Article Text
Abstract
Introduction The TQB2450-II-08 (NCT04574284) study aims to evaluate the efficacy and safety of benmelstobart alone or combined with anlotinib in patients with advanced Endometrial Cancer (EC). Here, we reported the updated safety and efficacy data for stage 2 of cohort 1.
Methods Patients with pathologically confirmed advanced, recurrent or metastatic EC failed at 1 or 2 prior lines of platinum-based chemotherapy were enrolled. In cohort 1, non-MSI-H/dMMR patients received benmelstobart (1200 mg IV D1/Q3W) + anlotinib (12 mg PO QD D1-14/Q3W) until disease progression or intolerable toxicity. Cohort 1 was carried out in 2 stages. The study would progress to stage 2 if 8 or more of the 22 patients achieved CR/PR in stage 1. Additional 85 patients would be enrolled in stage 2. The primary endpoint was ORR by IRC. The secondary endpoints included ORR by investigator, DCR, DoR, PFS, OS and safety.

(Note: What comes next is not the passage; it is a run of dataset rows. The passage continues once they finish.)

PR #1140, opened 2022-05-09
Python sbp2json unconsumed 4096 refactor

adrian-kong:
# Description

Refactors sbp2json to use inbuilt handler to parse file, 
* fixes the unconsumed 4096 but doesn't terminate because file doesn't get closed? 
* also needs to use that __iter__ method to manually iterate through to maintain the order
* also differs from the rust version because the float have 9 extra digits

Results At data cutoff (May 9, 2024), 85 patients were enrolled in stage 2 of cohort 1 (22 patients in stage 1 with 8 achieved PR), the median age was 60.0 years, 80.0% were endometrioid carcinoma. The confirmed ORR by IRC was 34.12%. The mPFS and mOS was 8.80 months (95%CI 5.75, 15.18) and 21.78 months (95%CI 19.48, 29.14). The safety analysis includes all patients of cohort 1 (n=107). The most common any-grade TEAEs were hypertension, hypothyroidism and weight loss. The incidence of grade ≥3 TEAEs were 77.57%.
Conclusion/Implications Benmelstobart plus anlotinib showed promising antitumor activity with a manageable safety profile in the treatment of recurrent or metastatic EC.